Sunday, May 15, 2011

AWRF 2011 - AN HOUR WITH DAVID VANN and AN HOUR WITH TEA OBRECHT

Two most interesting and highly admired American fiction voices followed each other in the Sunday afternoon sessions in the main auditorium at the Aotea Centre.

David Vann

In discussion with Bill Manhire he talked about his two books, Legend of a Suicide and Caribou Island and read three excerpts from the latter. Vann is cuurently teaching at Victoria University and he and his wife are building a home in the Bay of Islands.
He talked openly about writing from his family history, a history dotted with suicides and murders, and how he has fictionalised these stories, he taled of his writing habits, his reading and re-reading and his attentiion to line by line editing.
He was articulate and intellectual but not a good reader of his own work, he read far too fast.
His book Caribou Island I admire as a piece of writing but I can't say I enjoyed it, it was just too sad and unremittingly bleak, it left me unhappily stunned.
Tea Obrecht
This young writer, 26 years of age, has caused a sensation in literary circles with her first novel, The Tiger's Wife.
Paula Morris discussed her personal and public lives with her. Her ethnicity is half Bosnian, quarter Serbian and quarter Slovakian.

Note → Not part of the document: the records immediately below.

PR #1351, opened 2021-05-24
Add GlobalEgressIP controller

tpantelis:
Related to https://github.com/submariner-io/submariner/issues/1164

### DIFF
--- a/pkg/globalnet/controllers/global_egressip_controller.go
+++ b/pkg/globalnet/controllers/global_egressip_controller.go
@@ -1,0 +1,221 @@
+/*
+SPDX-License-Identifier: Apache-2.0
+
+Copyright Contributors to the Submariner project.
+
+Licensed under the Apache License, Version 2.0 (the "License");
+you may not use this file except in compliance with the License.
+You may obtain a copy of the License at
+
+    http://www.apache.org/licenses/LICENSE-2.0
+
+Unless required by applicable law or agreed to in writing, software
+distributed under the License is distributed on an "AS IS" BASIS,
+WITHOUT WARRANTIES OR CONDITIONS OF ANY KIND, either express or implied.
+See the License for the specific language governing permissions and
+limitations under the License.
+*/
+package controllers
+
+import (
+	"fmt"
+
+	"github.com/submariner-io/admiral/pkg/federate"
+	"github.com/submariner-io/admiral/pkg/log"
+	"github.com/submariner-io/admiral/pkg/syncer"
+	"github.com/submariner-io/admiral/pkg/util"
+	"github.com/submariner-io/admiral/pkg/watcher"
+	submarinerv1 "github.com/submariner-io/submariner/pkg/apis/submariner.io/v1"
+	"github.com/submariner-io/submariner/pkg/globalnet/controllers/ipam"
+	corev1 "k8s.io/api/core/v1"
+	"k8s.io/apimachinery/pkg/api/equality"
+	metav1 "k8s.io/apimachinery/pkg/apis/meta/v1"
+	"k8s.io/apimachinery/pkg/runtime"
+	"k8s.io/client-go/tools/cache"
+	"k8s.io/klog"
+)
+
+func NewGlobalEgressIPController(config syncer.ResourceSyncerConfig, pool *ipam.IPPool) (Interface, error) {
+	var err error
+
+	klog.Info("Creating GlobalEgressIP controller")
+
+	// TODO - get list of existing GlobalEgressIPs and prime the IPPool cache.
+
+	controller := &globalEgressIPController{
+		pool:        pool,
+		podWatchers: map[string]*podWatcher{},
+		watcherConfig: watcher.Config{
+			RestMapper: config.RestMapper,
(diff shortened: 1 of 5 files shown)


pkg/globalnet/controllers/ipam/global_egressip_controller.go
```diff
@@ -0,0 +1,174 @@
...
+		return false
+	}
+
+	// TODO - remove IP table rules for previous allocated IPs?
+
+	klog.Infof("Allocating %d global IP(s) for %q", *numberOfIPs, key)
+
+	status.AllocatedIPs = make([]string, 0, *numberOfIPs)
+
+	for i := 0; i < *numberOfIPs; i++ {
```
vthapar: Add a `TODO` here to use the new `AllocateIPBlock` method when it is merged. `Allocate` will not ensure contiguous allocation.

tpantelis: yeah. I have to review your PR.

pkg/globalnet/controllers/global_egressip_controller.go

She was born in Bosnia but educated in British schools in Cyprus and Egypt before moving to the US at the age of twelve where she has lived ever since. She went to University in Ithaca in upstate New York which she says "has two universities and snows a lot".
This is her first international literary event and her first visit to this part of the world. She read from her book but like the previous speaker she too is not a good reader of her own writing. It was too fast, there was no light and shade, and it was also too loud although this was the fault of the sound technicians rather than the author.
That aside it was a most interesting hour with a young writer about whom we are going to hear a lot more.